§ **What to do**
Each entry must be written out again exactly as it stands.

[Stored data entries]
_ _ _ _ _
PR #1389, opened 2024-08-11
fix syntax error in code block

stc1988:
I found some syntax error in code block by using [textlint-rule-eslint](https://github.com/textlint-rule/textlint-rule-eslint) and this PR fix these errors.


phoddie:
Very nice. This seems like a benefit of your earlier work to properly tag all JavaScript code in the markdown documents.

mkellner:

PR #7927, opened 2016-03-04
rgw: RGWZoneParams::create should not handle -EEXIST error

oritwas:
It should be handled by the caller


liewegas:
passed rados run

PR #7928, opened 2016-03-04
tools/rados: reduce "rados put" memory usage by op_size

branch-predictor:
indata.append(char*, len) causes buffer "buf" to be physically copied
to new memory block. Make static buffer pointing to buf so we don't need
any intermediate copies. This reduces memory usage by op_size, and also
cpu usage by a bit (no memmove necessary).


tchaikov:
lgtm.

PR #7930, opened 2016-03-04
debian: package librgw_file* tests

ktdreyer:
The `make install` command installs these files, but the Debian packaging did not include them.


ktdreyer:
The equivalent RPM packaging fix was cb9cfb7291c33607c213f0b56c9786316b3961b8 . cc'ing @mattbenjamin in case he wants to review

cbodley:
I just commented on https://github.com/ceph/ceph/pull/7912 about these targets - I think they should be run by `make check`. Is there a reason we should be installing them?

ktdreyer:
The files are already in the RPM, so we should either remove the utilities from the list of things that get installed during `make install`, or we should put them into the RPM packaging.

PR #7931, opened 2016-03-04
debian: tighten sub-package version dependencies

ktdreyer:
Prior to this change, users could possibly install some ceph sub-packages with differing versions. Make each sub-package explicitly depend on a particular version of its dependencies.

I've purposly excluded ceph-test's dependencies for now (see http://tracker.ceph.com/issues/10989 for background.)


liewegas:
passed rados suite

liewegas:
merged manually

PR #7933, opened 2016-03-04
doc: add ceph-detect-init(8) source to dist tarball

ktdreyer:
Prior to this commit, the tarball from `make dist` did not include the ceph-detect-init(8) man page rST source.


dachary:
<pre>
</pre>

PR #7934, opened 2016-03-04
etc/sysconfig/ceph: set 128MB tcmalloc cache size

ktdreyer:
Bump up from tcmalloc's default cache size.


ktdreyer:
CC @markhpc

markhpc:
This looks fine to me so long as we are willing to accept the higher memory usage by default.  FWIW, if async messenger ever becomes default we may be able to drop back down to 32MB.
_ _ _ _ _
§ **Worked solution**
PR #1389, opened 2024-08-11
fix syntax error in code block

stc1988:
I found some syntax error in code block by using [textlint-rule-eslint](https://github.com/textlint-rule/textlint-rule-eslint) and this PR fix these errors.


phoddie:
Very nice. This seems like a benefit of your earlier work to properly tag all JavaScript code in the markdown documents.

mkellner:

PR #7927, opened 2016-03-04
rgw: RGWZoneParams::create should not handle -EEXIST error

oritwas:
It should be handled by the caller


liewegas:
passed rados run

PR #7928, opened 2016-03-04
tools/rados: reduce "rados put" memory usage by op_size

branch-predictor:
indata.append(char*, len) causes buffer "buf" to be physically copied
to new memory block. Make static buffer pointing to buf so we don't need
any intermediate copies. This reduces memory usage by op_size, and also
cpu usage by a bit (no memmove necessary).


tchaikov:
lgtm.

PR #7930, opened 2016-03-04
debian: package librgw_file* tests

ktdreyer:
The `make install` command installs these files, but the Debian packaging did not include them.


ktdreyer:
The equivalent RPM packaging fix was cb9cfb7291c33607c213f0b56c9786316b3961b8 . cc'ing @mattbenjamin in case he wants to review

cbodley:
I just commented on https://github.com/ceph/ceph/pull/7912 about these targets - I think they should be run by `make check`. Is there a reason we should be installing them?

ktdreyer:
The files are already in the RPM, so we should either remove the utilities from the list of things that get installed during `make install`, or we should put them into the RPM packaging.

PR #7931, opened 2016-03-04
debian: tighten sub-package version dependencies

ktdreyer:
Prior to this change, users could possibly install some ceph sub-packages with differing versions. Make each sub-package explicitly depend on a particular version of its dependencies.

I've purposly excluded ceph-test's dependencies for now (see http://tracker.ceph.com/issues/10989 for background.)


liewegas:
passed rados suite

liewegas:
merged manually

PR #7933, opened 2016-03-04
doc: add ceph-detect-init(8) source to dist tarball

ktdreyer:
Prior to this commit, the tarball from `make dist` did not include the ceph-detect-init(8) man page rST source.


dachary:
<pre>
</pre>

PR #7934, opened 2016-03-04
etc/sysconfig/ceph: set 128MB tcmalloc cache size

ktdreyer:
Bump up from tcmalloc's default cache size.


ktdreyer:
CC @markhpc

markhpc:
This looks fine to me so long as we are willing to accept the higher memory usage by default.  FWIW, if async messenger ever becomes default we may be able to drop back down to 32MB.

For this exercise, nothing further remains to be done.